Ailing 'Puskesmas' need treatment before they can curb outbreaks
The Jakarta Post, Jakarta
Prevention is better than cure, according to the popular axiom.
The government, however, seems to believe the opposite as the Ministry of Health is allocating just 11 percent of its budget to community health centers (puskesmas), while giving three times that amount to hospitals.
Recent outbreaks of old diseases -- polio, dengue fever and malnutrition -- have been blamed in part on the erosion of puskesmas as the vanguard of community health care, due to a lack of funds following decentralization.
Minister of Health Siti Fadilah Supari, speaking about the polio outbreak and malnutrition cases, said many local administrations failed to provide the necessary money to keep the community health centers functioning healthily.
The central government appears to be following suit, allocating only Rp 342 billion earlier this year to assist the puskesmas, while setting aside Rp 901.7 billion for hospitals, which mainly play a curative role.
In the revised 2005 state budget, Rp 698.9 billion is set aside for puskesmas and Rp 3.256 trillion is earmarked for hospitals.
This same pattern is being followed in the allocating of the Rp 3.7 trillion health fund for the poor from the fuel subsidy cut.
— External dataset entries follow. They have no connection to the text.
PR #505, opened 2020-06-10
Convert Last Tests to Use SceApiTester

law-nguyen:
Refactored test/LedSign.js with new SceApiTester class.

### DIFF
--- a/test/DoorCode.js
+++ b/test/DoorCode.js
@@ -210,19 +210,11 @@ describe('DoorCode', () => {
         expect(result).to.have.status(NOT_FOUND);
       }
     );
-    it('Should return 200 when a code is sucessfully updated', (done) => {
+    it('Should return 200 when a code is sucessfully updated', async () => {
       setTokenStatus(true);
-      chai
-        .request(app)
-        .post('/api/DoorCode/editCode')
-        .send({ token, id: codeId, ...EDITED_CODE })
-        .then(function(res) {
-          expect(res).to.have.status(OK);
-          done();
-        })
-        .catch((err) => {
-          throw err;
-        });
+      const result = await test.sendPostRequestWithToken(
+        token, '/api/DoorCode/editCode', {id: codeId, ...EDITED_CODE}
+      );
     });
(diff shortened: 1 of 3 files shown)


test/LedSign.js
```diff
@@ -107,87 +107,50 @@ describe('LedSign', () => {
         .to.equal(VALID_SIGN_REQUEST.backgroundColor);
       expect(signResponse.textColor).to.equal(VALID_SIGN_REQUEST.textColor);
       expect(signResponse.borderColor).to.equal(VALID_SIGN_REQUEST.borderColor);
-      done();
     });
-    it('Should return statusCode 404 when the sign is down', done => {
+    it('Should return statusCode 404 when the sign is down', async () => {
       healthCheckMock.rejects(ERROR_MESSAGE);
-      chai
```
hsorathia, line 114: just curious, is the point of this refactor to get rid of chai and implement our own testing scheme

test/LedSign.js
```diff
@@ -107,87 +107,50 @@ describe('LedSign', () => {
...
-        })
-        .catch(err => {
-          throw err;
-        });
+      const response = await test.sendPostRequest(
+        '/api/LedSign/updateSignText', VALID_SIGN_REQUEST);
+      expect(response).to.have.status(OK);
     });
-    it('Should return statusCode 400 when the sign is down', done => {
+    it('Should return statusCode 400 when the sign is down', async () => {
```
hsorathia, line 127: also another dumb question but why do we replace done w/ async

test/LedSign.js
law-nguyen: the refactor decreases the number of lines used for each test. We still call chai, just in another class

test/LedSign.js
law-nguyen: async because the SceApiTester functions are async

hsorathia: 🤡 ok that makes sense

test/LedSign.js
hsorathia: ok gotchu that makes sense

Issue #509, opened 2020-06-17
Fix Homepage to No Longer Have Overlaps


seemavora:
![image](https://user-images.githubusercontent.com/29296452/84856366-58e17e80-b01b-11ea-992c-08b8d0870bf9.png)

PR #510, opened 2020-06-17
Homepage No Longer Has Benefits Section 

seemavora:
Resolves Issue #509 

No longer has overlaps! 
image


package.json
```diff
@@ -11,7 +11,7 @@
     "frontend": "react-scripts start",
     "build": "react-scripts build",
```
evanugarte, line 12: can you reset this file to be what's on dev? seems to have some unintended changes

seemavora: the 2 lines from home.js were removed

PR #513, opened 2020-06-20
Change API Calls to Use RPC Service

evanugarte:
This PR is the final step in achieving the below architecture.
image

We now no longer call on RPC client functions from the backend and instead make HTTP requests direct from the frontend to SCE-RPC


jerrylee17:
> ill explain

nice description

src/APIFunctions/2DPrinting.js
```diff
@@ -48,9 +49,10 @@ export function parseRange(pages, maxPages) {
  */
 export async function printPage(data) {
   let status = new PrintApiResponse();
-  await axios.post('/api/print/submit', data).catch(() => {
-    status.error = true;
-  });
+  await axios.post(RPC_API_URL + '/SceRpcApi/Printer/sendPrintRequest', data)
```
jerrylee17, line 52: Makes sense since most of these endpoints don't really do anything at the moment.

src/config/config.example.js
```diff
@@ -2,5 +2,6 @@ module.exports = {
   sitekey: 'super secret key',
   GENERAL_API_URL: 'http://localhost:8080',
   LOGGING_API_URL: 'http://localhost:8081',
-  MAILER_API_URL: 'http://localhost:8082'
+  MAILER_API_URL: 'http://localhost:8082',
+  RPC_API_URL: 'http://localhost:8083'
```
ThaiQ, line 6: I assume these are for dockers? Are these ports open to each other when running on the local machine (without docker)?

evanugarte: yes

PR #518, opened 2020-06-23
Optimize Travis Build Script

evanugarte:
## What Changed?
1. We no longer clone SCE-RPC as we have detatched core-v4 from it with #513 
1. We consolidated a bunch lines in the `.travis.yml` file to make it easier to read
1. We make use of `npm ci` instead of `npm install` to speed up the install step
1. we cache some `npm` stuff to save extra time with the install step above too.

## How does this improve the build?
Here are the old build times:
image

Here are the new build times:
image


jerrylee17:
Rebase before merging

PR #522, opened 2020-06-25
Move API Services into their Own Directories

evanugarte:
## What does this do?
to better match how our backend is structure the `api/` directory was reorganized. see backend structure in the photo below
image

## File structure
Below we can see each folder has its own `routes` and maybe `models` directory. Notice how `google_api/` has a special `email_templates/` directory.
```
├── config/
├── util/
├── logging_api
│   ├── routes/
│   ├── models/
│   └── server.js
├── google_api
│   ├── email_templates/
│   ├── routes/
│   └── server.js
└── main_endpoints
    ├── routes/
    ├── models/
    ├── util/
    └── server.js
```
## the `util/` and `config/` directory
there is a single `util/` directory outside of these 3 folders, which contain helpful functions used across the three folders. `config/` has keys n stuff.


api/google_api/routes/mailer.js
```diff
@@ -1,13 +1,13 @@
 const express = require('express');
 const router = express.Router();
-const { SceGoogleApiHandler } = require('./SceGoogleApiHandler');
-const verification = require('./templates/verification');
-const { validateVerificationEmail, generateHashedId } = require('./auth');
+const { SceGoogleApiHandler } = require('../util/SceGoogleApiHandler');
+const verification = require('../email_templates/verification');
+// const { validateVerificationEmail } = require('../util/auth');
```
evanugarte, line 5: commented this out as we will resolve this auth issue with @law-nguyen tomorrow

api/main_endpoints/routes/3DPrintingForm.js
```diff
@@ -3,8 +3,7 @@
 const express = require('express');
 const router = express.Router();
 const PrintingForm3D = require('../models/PrintingForm3D.js');
-const settings = require('../util/settings');
-const logger = require(`${settings.util}/logger`);
```
seemavora, line 7: just wondering, why was this removed?

api/package.json
```diff
@@ -4,7 +4,10 @@
   "description": "contains all the APIs used by the SCE website",
   "main": "SceHttpServer.js",
   "scripts": {
-    "start": "node SceHttpServer.js",
+    "start": "nodemon util/SceHttpServer.js",
```
seemavora, line 7: Are we still planning on creating one package.json file for all the different subdivisions?

evanugarte: We can, it is creates some really annoying errors. For now we can keep it like this and when #356 is finished by @SOMLpj we can give it a shot

api/main_endpoints/routes/3DPrintingForm.js
evanugarte: `logger` is a file from a long time ago which would write limited logs to a file in Core-v4. It isn't used very much and that's why i took it out

jerrylee17:
Rebase

PR #523, opened 2020-06-25
Add token generation functionality

williamtnguyen:
Functionality works, but might need some refactoring
• Assumes config file is JSON (template is in this PR)
• Only works with Gmail API at the moment
• Functions are ran from the same file they're defined (idk if this matters)

### DIFF
--- a/api/google_api/util/SceGoogleApiHandler.js
+++ b/api/google_api/util/SceGoogleApiHandler.js
@@ -3,11 +3,18 @@ const readline = require('readline');
 const { google } = require('googleapis');
 const { googleApiKeys } = require('../../config/config.json');
 const nodemailer = require('nodemailer');
+const { consoleColors } = require('../../util/constants');
 
 const {
   CLIENT_SECRET, CLIENT_ID, REDIRECT_URIS,
   USER, REFRESH_TOKEN
 } = googleApiKeys;
+
+const {
+  redColor,
+  greenColor,
+  defaultColor,
+} = consoleColors;
 
 /**
  * Handles our website's backend to interace with various Google APIs. It also
@@ -61,35 +68,41 @@ class SceGoogleApiHandler {
    * This function prompts the user to visit the OAuth playground on Google
    * Cloud's website to supply an authorization code to it. After recieving the
    * code the function writes a JSON token the token file path;
+   * @param {boolean} isDevScript toggles this functions context: true for
+   * DevOps purposes, false for API endpoints.
    */
-  getNewToken() {
-    if (!this.runningInProduction) return;
+  getNewToken(isDevScript) {
+    if (!this.runningInProduction && !isDevScript) return;
 
     const authUrl = this.oAuth2Client.generateAuthUrl({
-      // eslint-disable-next-line
+      /* eslint-disable-next-line */
       access_type: 'offline',
-      scope: this.scopes
+      scope: this.scopes,
     });
-    console.debug('Authorize this app by visiting this url:', authUrl);
+    console.debug('\nAuthorize this app by visiting this URL:\n' + authUrl);
 
     const rl = readline.createInterface({
       input: process.stdin,
-      output: process.stdout
+      output: process.stdout,
     });
 
-    rl.question('Enter the code from that page here: ', code => {
-      rl.close();
+    rl.question('\nPlease enter the \'Authorization Code\' from the URL here: ',
+      authCode => {
+        rl.close();
+        this.oAuth2Client.getToken(authCode, (err, token) => {
+          if(err) console.debug(redColor +
+            'Error generating token', err + defaultColor
+          );
+          this.oAuth2Client.setCredentials(token);
 
-      this.oAuth2Client.getToken(code, (err, token) => {
-        if (err) return console.debug('Error retrieving access token', err);
-        this.oAuth2Client.setCredentials(token);
-        // Store the token to disk for later program executions
-        fs.writeFile(this.tokenPath, JSON.stringify(token), err => {
-          if (err) return console.debug('ERR', err);
-          console.debug('Token stored to', this.tokenPath);
+          // Store the token to disk for later program executions
+          console.debug(`\nGenerating token.js file to ${this.tokenPath}...`);
+          fs.writeFileSync(this.tokenPath, JSON.stringify(token));
+          console.debug(greenColor +
+            'Done! You are ready to use GCP!' + defaultColor
+          );
         });
       });
-    });
   }
 
   /**
--- a/api/util/GenerateTokenScript.js
+++ b/api/util/GenerateTokenScript.js
@@ -1,0 +1,21 @@
+const { AuthManager } = require('../google_api/util/AuthManager');
+const { SceGoogleApiHandler } =
+  require('../google_api/util/SceGoogleApiHandler');
+
+const authManager = new AuthManager();
+const configPath = __dirname + '/../config/config.json';
+authManager.setAuthCredentials(configPath, () => {
+  const scopes = [
+    'https://mail.google.com/',
+    'https://www.googleapis.com/auth/calendar'
+  ];
+  const tokenPath = __dirname + '/../config/token.json';
+  const apiHandler = new SceGoogleApiHandler(
+    scopes,
+    tokenPath,
+  );
+
+  if (apiHandler) {
+    apiHandler.getNewToken(true);
+  }
+});
--- a/api/util/constants.js
+++ b/api/util/constants.js
@@ -34,9 +34,18 @@ const teamType = {
   PRINTING_3D_CHAIR: '3D Printing/Hacking Station Specialist'
 };
 
+const consoleColors = {
+  redColor: '\x1b[31m',
+  greenColor: '\x1b[32m',
+  blueColor: '\x1b[34m',
+  yellowColor: '\x1b[33m',
+  defaultColor: '\x1b[0m',
+};
+
 module.exports = {
   STATUS_CODES,
   DEFAULT_PHOTO_URL,
   MEMBERSHIP_STATE,
-  teamType
+  teamType,
+  consoleColors,
 };
--- a/api/google_api/routes/Calendar.js
+++ b/api/google_api/routes/Calendar.js
@@ -8,7 +8,7 @@ const {
 
 router.get('/getCalendarEvents', async (req, res) => {
   const scopes = ['https://calendar.google.com/'];
-  const pathToToken = __dirname + '/../config/token.json';
+  const pathToToken = __dirname + '/../../config/token.json';
   const apiHandler = new SceGoogleApiHandler(
     scopes, pathToToken);
   const calendarID = req.query.calendarID || 'primary';
--- a/api/google_api/routes/Mailer.js
+++ b/api/google_api/routes/Mailer.js
@@ -21,7 +21,7 @@ router.post('/sendVerificationEmail', async (req, res) => {
       apiHandler.refreshToken();
     }
   } else {
-    apiHandler.getNewToken();
+    apiHandler.getNewToken(false);
   }
 
   await verification(
--- a/api/google_api/util/AuthManager.js
+++ b/api/google_api/util/AuthManager.js
@@ -1,0 +1,94 @@
+const fs = require('fs');
+const readline = require('readline');
+const { consoleColors } = require('../../util/constants');
+
+const {
+  redColor,
+  greenColor,
+  blueColor,
+  yellowColor,
+  defaultColor
+} = consoleColors;
+
+const rl = readline.createInterface({
+  input: process.stdin,
+  output: process.stdout,
+  terminal: false
+});
+
+/**
+ * Handles the gathering and writing
+ * of Google API credentials
+ */
+class AuthManager {
+  /**
+   * Prompts user for input and resolves the input or false
+   * @param {String} prompt question to get the info we need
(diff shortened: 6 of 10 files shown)


api/config/config.json
```diff
@@ -0,0 +1 @@
+{"googleApiKeys":{"CLIENT_ID": null,"CLIENT_SECRET": null,"REDIRECT_URIS":["https://developers.google.com/oauthplayground"],"USER":"sce.sjsu@gmail.com","REFRESH_TOKEN":null}}
```
evanugarte, line 1: can you make this `config.example.json` and have it replace the existing `config.example.js`?

williamtnguyen: These changes are now in PR #528. Added a `config.json` to this PR to get Travis to build but it seems to still fail

src/config/config.json
```diff
@@ -0,0 +1,7 @@
+{
+  "sitekey": "super secret key",
+  "GENERAL_API_URL": "http://localhost:8080",
+  "LOGGING_API_URL": "http://localhost:8081",
+  "MAILER_API_URL": "http://localhost:8082",
+  "RPC_API_URL": "http://localhost:8083"
+}
```
law-nguyen, line 7: I noticed that most of our `config.json` files are in gitignore and we have a `config.example.json` instead. Is there any reason why this isn't the case here?

williamtnguyen: Ah yeah that'd be a conflict. I think I left this file in this commit to see if Travis would build, but now Travis runs `setup.py` which makes a `config.json` from the `config.example.json`. Will remove this file and force push

api/util/GenerateTokenScript.js
```diff
@@ -0,0 +1,104 @@
...
+      config.googleApiKeys.CLIENT_SECRET = clientSecret;
+    }
+
+    fs.writeFile(configPath, JSON.stringify(config), (err) => {
+      if(err) return console.debug('ERR', err);
+      console.debug('Successfully written to:', configPath);
+
+      generateToken(
+        config,
+        ['https://mail.google.com/'],
```
evanugarte, line 32:
```suggestion
        ['https://mail.google.com/', 'https://calendar.google.com],
```

api/util/GenerateTokenScript.js
```diff
@@ -0,0 +1,104 @@
...
+ */
+const setAuthCredentials = async (configPath) => {
+  const rawConfig = fs.readFileSync(configPath);
+  console.debug('Welcome to SCE\'s Google Cloud API Token Generator!');
+
+  if(rawConfig) {
+    const clientID = await inputPrompt('Please enter the Client ID: ');
+    const clientSecret = await inputPrompt('Please enter the Client Secret: ');
+
+    const config = JSON.parse(rawConfig);
```
evanugarte, line 18: you cant modify a `const` variable
```suggestion
    let config = JSON.parse(rawConfig);
```

api/util/GenerateTokenScript.js
```diff
@@ -0,0 +1,104 @@
...
+      if(ans !== '') {
+        resolve(ans);
+      } else {
+        resolve(false);
+      }
+    });
+  });
+};
+
+// Driver
```
evanugarte, line 103:
```suggestion
```

api/util/GenerateTokenScript.js
```diff
@@ -0,0 +1,104 @@
...
+const { google } = require('googleapis');
+
+/**
+ * Prompts user for client ID & secret and writes them to config
+ * file containing auth credentials, then generates a token.json file for GCP
+ * @param {String} configPath the directory path of the config.json file
+ */
+const setAuthCredentials = async (configPath) => {
+  const rawConfig = fs.readFileSync(configPath);
+  console.debug('Welcome to SCE\'s Google Cloud API Token Generator!');
```
evanugarte, line 12: add another console.debug prompting the user to visit [this link](https://github.com/SCE-Development/Core-v4/wiki/Getting-Started#setting-up-mailer) if they don't know what do to

api/util/GenerateTokenScript.js
```diff
@@ -0,0 +1,104 @@
...
+    const config = JSON.parse(rawConfig);
+    if(clientID) {
+      config.googleApiKeys.CLIENT_ID = clientID;
+    }
+    if(clientSecret) {
+      config.googleApiKeys.CLIENT_SECRET = clientSecret;
+    }
+
+    fs.writeFile(configPath, JSON.stringify(config), (err) => {
+      if(err) return console.debug('ERR', err);
```
evanugarte, line 27: consider adding colors to print statements [like this](https://github.com/SCE-Development/Core-v4/blob/dev/api/util/CreateUserScript.js#L9)

api/util/GenerateTokenScript.js
```diff
@@ -0,0 +1,104 @@
...
+
+      generateToken(
+        config,
+        ['https://mail.google.com/'],
+        __dirname + '/../config/token.json',
+      );
+    });
+
+  } else {
+    console.debug('Config file DNE at path:', configPath);
```
evanugarte, line 38: what does this mean? better to be verbose with users when we got errors.

api/util/GenerateTokenScript.js
```diff
@@ -0,0 +1,104 @@
...
+ */
+const generateToken = async (configData, apiScopes, tokenPath) => {
+  const oauth2Client = new google.auth.OAuth2(
+    configData.googleApiKeys.CLIENT_ID,
+    configData.googleApiKeys.CLIENT_SECRET,
+    configData.googleApiKeys.REDIRECT_URIS[0],
+  );
+
+  const authUrl = oauth2Client.generateAuthUrl({
+    /* eslint-disable-next-line camelcase */
```
evanugarte, line 56:
```suggestion
    /* eslint-disable-next-line */
```

api/util/GenerateTokenScript.js
```diff
@@ -0,0 +1,104 @@
...
+const rl = readline.createInterface({
+  input: process.stdin,
+  output: process.stdout,
+});
+
+/**
+ * Prompts user for input and resolves the input or false
+ * @param {String} prompt question to get the info we need
+ */
+const inputPrompt = (prompt) => {
```
evanugarte, line 91: nice, good idea abstracting this, i'd put this at the top of the file to improve readability

api/util/GenerateTokenScript.js
```diff
@@ -0,0 +1,104 @@
...
+      fs.writeFileSync(tokenPath, JSON.stringify(token));
+      console.debug('Done! You are ready to use GCP!');
+    });
+
+  } else {
+    console.debug('Error with authorization code');
+  }
+};
+
+const rl = readline.createInterface({
```
evanugarte, line 82: put this at the top of the file

williamtnguyen:
Color `const`s in `debug` statements are using `+` rather than `,` because commas cause a weird indentation

e.g. 
`console.debug(color + 'string') // no indent`
`console.debug(color, 'string') // indent`

api/util/GenerateTokenScript.js
```diff
@@ -0,0 +1,127 @@
+const fs = require('fs');
+const readline = require('readline');
+const { google } = require('googleapis');
+
+const redColor = '\x1b[31m';
```
evanugarte, line 5: perhaps put these color definitions in [`api/util/constants.js`](https://github.com/SCE-Development/Core-v4/blob/dev/api/util/constants.js)? then we can just import them in this script and in the create-user script

api/util/GenerateTokenScript.js
evanugarte: Add a better error message here, e.g.
```suggestion
      if(err) {
        return console.debug(`A problem occurred trying to write to ${configPath}`, err);
      }
```

api/util/GenerateTokenScript.js
```diff
@@ -0,0 +1,127 @@
...
+  }
+};
+
+/**
+ * Generates an auth token to make API calls, assuming configData exists
+ * @param {Object} configData data from config file containing auth credentials
+ * @param {String | String[]} apiScopes which API(s) to interact with
+ * @param {String} tokenPath path that the auth token file will be written to
+ */
+const generateToken = async (configData, apiScopes, tokenPath) => {
```
evanugarte, line 89: is there a way you can incorporate this function into [`api/google_api/util/SceGoogleApiHandler.js`](https://github.com/SCE-Development/Core-v4/blob/dev/api/google_api/util/SceGoogleApiHandler.js)? it would be good to isolate the logic into that function.

api/google_api/util/SceGoogleApiHandler.js
```diff
@@ -61,35 +68,41 @@ class SceGoogleApiHandler {
    * This function prompts the user to visit the OAuth playground on Google
    * Cloud's website to supply an authorization code to it. After recieving the
    * code the function writes a JSON token the token file path;
+   * @param {boolean} isDevScript toggles this functions context: true for
+   * DevOps purposes, false for API endpoints.
    */
-  getNewToken() {
-    if (!this.runningInProduction) return;
+  getNewToken(isDevScript) {
```
evanugarte, line 74: i would just generate the token every time, so remove this param

api/google_api/util/SceGoogleApiHandler.js
```diff
@@ -3,12 +3,19 @@ const readline = require('readline');
 const { google } = require('googleapis');
 const { googleApiKeys } = require('../../config/config.json');
 const nodemailer = require('nodemailer');
+const { consoleColors } = require('../../util/constants');
 
 const {
   CLIENT_SECRET, CLIENT_ID, REDIRECT_URIS,
   USER, REFRESH_TOKEN
 } = googleApiKeys;
```
evanugarte, line 12:
```suggestion
```

ThaiQ:
travis failed, build error

api/util/GenerateTokenScript.js
```diff
@@ -0,0 +1,102 @@
...
+    });
+
+  } else {
+    console.debug(redColor +
+      'config.json file does not exist at path:', configPath
+    );
+  }
+};
+
+setAuthCredentials(__dirname + '/../config/config.json');
```
ThaiQ, line 102: add an empty line at the end

api/util/constants.js
```diff
@@ -34,9 +34,18 @@ const teamType = {
...
+};
+
 module.exports = {
   STATUS_CODES,
   DEFAULT_PHOTO_URL,
   MEMBERSHIP_STATE,
-  teamType
+  teamType,
+  consoleColors,
 };
```
ThaiQ, line 51: add an empty line at the end

api/google_api/util/SceGoogleApiHandler.js
williamtnguyen: Update: the purpose of the `isDevScript` parameter is because we want this script to run without having to have the server running. The script uses `getNewToken()`, which checks `if(!this.runningInProduction) return;`, so if we ran the script without the server running, it wouldn't work. The easiest fix is to add a boolean parameter and toggle it to true so that it would bypass that initial check and run successfully without needing the server running

api/util/GenerateTokenScript.js
```diff
@@ -0,0 +1,104 @@
+const fs = require('fs');
+const readline = require('readline');
+const { google } = require('googleapis');
+
+/**
```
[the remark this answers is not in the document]
williamtnguyen: Will refactor this tonight

api/util/constants.js
```diff
@@ -34,9 +34,18 @@ const teamType = {
...
+  defaultColor: '\x1b[0m',
+};
+
 module.exports = {
   STATUS_CODES,
   DEFAULT_PHOTO_URL,
   MEMBERSHIP_STATE,
-  teamType
+  teamType,
+  consoleColors,
```
hsorathia, line 50: is it standard for us to have the last item in our objects to have a `,` at the end?

api/util/GenerateTokenScript.js
```diff
@@ -0,0 +1,102 @@
...
+      );
+
+      if (apiHandler) {
+        apiHandler.getNewToken(true);
+      }
+    });
+
+  } else {
+    console.debug(redColor +
+      'config.json file does not exist at path:', configPath
```
hsorathia, line 97: might need to reset the color back to `defaultColor` of the console after `configPath` so the users terminal color stays red

api/util/GenerateTokenScript.js
```diff
@@ -0,0 +1,102 @@
...
+      config.googleApiKeys.CLIENT_ID = clientID;
+    }
+    if (clientSecret) {
+      config.googleApiKeys.CLIENT_SECRET = clientSecret;
+    }
+
+    fs.writeFile(configPath, JSON.stringify(config), (err) => {
+      if (err) {
+        return console.debug(
+          `A problem occurred trying to write to ${configPath}`, err
```
hsorathia, line 73: rename `err` to `error` just so it's inline with variable names in other scripts and more readable overall

williamtnguyen:
## 2nd Refactor:
• move `setAuthCredentials()` to `AuthManager.js`, it's only purpose is to get and write google api keys
• modularize `GenerateTokenScript` to outsource work to `AuthManager` to get API keys, and `SceGoogleApiHandler` to generate token

api/util/constants.js
evanugarte: we don't have a preference as of now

Only Rp 1.08 trillion of this money is being allocated for public health services at puskesmas, with the rest going to hospitals. This despite the fact that in most villages across Indonesia, distance is a serious barrier for people to get treatment at a hospital.
"We strongly urge the ministry to put the priority in its budget on taking preventive measures at the puskesmas level, instead of on curative measures (through hospitals)," House of Representatives Commission IX's health task force head, Mariani Akib Baramuli, said on Tuesday.
Last year, House Commission VII, which also oversees health, put preventive and educational measures at the top of its list of recommendations to the health ministry.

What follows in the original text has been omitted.